Does the information that we obtained from AlertVision match with existing threat intelligence? To answer this question, we checked if any of the attackers’ IP addresses in our dataset are listed in the IBM X-Force TI service [12]. We found that several known IP addresses for attackers in the TI were indeed in the same group in our graphs. Figures 4 and 5 show that known command-and-control (C&C) servers and botnet addresses from the TI were in the same group in the graphs, respectively. Both figures illustrate a case for Jan. 2017, but the same trend appears in other graphs.

This result signifies the value of AlertVision as a tool that helps analysts understand the meaning of the attacks. For example, the IBM TI shows some of the nodes in our graphs are identified as a bot, but other nodes in the graph that are close the identified bots may be other bots controlled by the same botnet master as their behaviors are the same as the identified bots.

Fig. 4.
figure 4

Clustered C&C servers.

Fig. 5.
figure 5

Clustered botnet bots.

5 Related Work

Leveraging data mining and big data analytics for security has a long history. For instance, behavior-based anomaly detection [6, 18] is a powerful defense mechanism that is still being used today. However, such techniques only focus on detecting attack instances, but not on identifying and analyzing the actors of the attacks.

Many researchers have recently turned their attention to refining security data obtained from various sources to build TI and to understand the meaning of threat instances due to recent advances in security threats. There are currently several attempts to classify threats [5, 13, 16, 21, 35, 39] by leveraging ontology formally defined for describing security threats [5]. Although effective, those approaches are largely manual. Several attempts to defining data structures for TI have been made too. STIX [1] provides a unified way for expressing TI. Qamar et al.  [29] recently extends STIX to represent semantics and contextual information of TI. Kapetanakis et al.  [14] leverage traces on the victim machines left by attackers, e.g., modified/deleted files or registry entries, in order to generate attacker profiles. However, collecting such information is not feasible in practice as it requires installing host-based logging application for every machine, which may raise privacy concerns. On the other hand, our approach only uses the existing SIEM events in order to generate profiles. Furthermore, our system visualizes the relevance between security alerts, which can provide valuable insight for the TI analysts. Note that AlertVision presents a unique design point in mining useful knowledge from security alerts with visualization. Therefore, our technique is complementary to the existing works.

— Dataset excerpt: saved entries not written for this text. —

PR #2156, opened 2017-04-14
config: remove dependency on lfsapi package

ttaylorr:
This pull request removes a dependency drawn from the `github.com/git-lfs/git-lfs/config` package to the `github.com/git-lfs/git-lfs/lfsapi` package, where several of the `Endpoint()`-related functions returned `lfsapi.<T>` types.

This work supports the proposal in #1500, where I need to import the `config` package from `lfsapi` in order to maintain an instance of the `*config.URLConfig` type.

---

/cc @git-lfs/core

### DIFF
--- a/lfsapi/client.go
+++ b/lfsapi/client.go
@@ -9,6 +9,7 @@ import (
 	"strings"
 	"time"
 
+	"github.com/git-lfs/git-lfs/config"
 	"github.com/git-lfs/git-lfs/errors"
 	"github.com/rubyist/tracerx"
 )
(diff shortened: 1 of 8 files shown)


lfsapi/client.go
```diff
@@ -222,3 +223,7 @@ func newRequestForRetry(req *http.Request, location string) (*http.Request, erro
 	newReq.ContentLength = req.ContentLength
 	return newReq, nil
 }
+
+func init() {
+	UserAgent = config.VersionDesc
```
technoweenie: This may be better off in the commands package. That way config and lfsapi are completely decoupled.

PR #2158, opened 2017-04-15
config: add prefix to URLConfig type

ttaylorr:
This pull request fixes an oversight I made in https://github.com/git-lfs/git-lfs/pull/1912 where the prefix of a `*config.URLConfig` lookup wasn't passed correctly into the `getAll()` function.

This pull request is based off of #2156, which should be merged into master before this branch. __In the meantime, here's an inter-diff__: https://github.com/git-lfs/git-lfs/compare/lfsapi-config-cycle...url-config-prefix.

I snuck a second change in here, to reorder the arguments from:

```diff
-func (c *URLConfig) Get(prefix, key string, rawurl string) (string, bool) {
+func (c *URLConfig) Get(prefix, rawurl, key string) (string, bool) {
```

Which more closely matches the `{prefix}.{url}.{key}` ordering that is actually present in the config entry.

---

/cc @git-lfs/core

### DIFF
--- a/config/url_config.go
+++ b/config/url_config.go
@@ -11,6 +11,10 @@ type URLConfig struct {
 }
 
 func NewURLConfig(git Environment) *URLConfig {
+	if git == nil {
+		git = EnvironmentOf(make(mapFetcher))
+	}
+
 	return &URLConfig{
 		git: git,
 	}
--- a/config/url_config.go
+++ b/config/url_config.go
@@ -20,7 +20,7 @@ func NewURLConfig(git Environment) *URLConfig {
 // rules in https://git-scm.com/docs/git-config#git-config-httplturlgt.
 // The value for `http.{key}` is returned as a fallback if no config keys are
 // set for the given urls.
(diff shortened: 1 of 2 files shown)


lfsapi/client.go
```diff
@@ -222,3 +223,7 @@ func newRequestForRetry(req *http.Request, location string) (*http.Request, erro
 	newReq.ContentLength = req.ContentLength
 	return newReq, nil
 }
+
+func init() {
+	UserAgent = config.VersionDesc
```
technoweenie: This may be better off in the `commands` package. That way `config` and `lfsapi` are completely decoupled.

config/config.go
```diff
@@ -54,12 +52,9 @@ type Configuration struct {
 
 	CurrentRemote string
 
-	loading        sync.Mutex // guards initialization of gitConfig and remotes
-	remotes        []string
-	extensions     map[string]Extension
-	manualEndpoint *lfsapi.Endpoint
-	endpointFinder lfsapi.EndpointFinder
-	endpointMu     sync.Mutex
```
technoweenie: 😍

There have been a wide range of research on correlating similar SIEM events, which is often called, alert correlation [20, 31, 40]. Alert correlation techniques are used to detect botnets [9, 17] as well as to discover attack patterns from alert logs [4, 23, 30, 32, 38]. Ours is in the same line of research, but our focus is not on correlating attack instances themselves, but on visually representing the similarity between attack sources.

Visualizing security alerts has been studied by several researchers, but they mostly focus on how to graphically representing the raw data itself, but not on visualizing the meaning of them. Some of them can only be applied to specific attack types such as Worm [10] and DoS attacks [22]. Livnat et al.  [19] propose a general method for representing alerts based on their detection time and their location in a network topology, but it does not capture the correlation between those alerts.

6 Conclusion

In this paper, we presented a novel visualization technique for providing practical insights for security analysts. We applied our technique on a large-scale dataset obtained from real enterprise networks, and showed its effectiveness in terms of understanding attacks and extracting TI from alert logs. The proposed technique is indeed used internally now in AhnLab, Korea.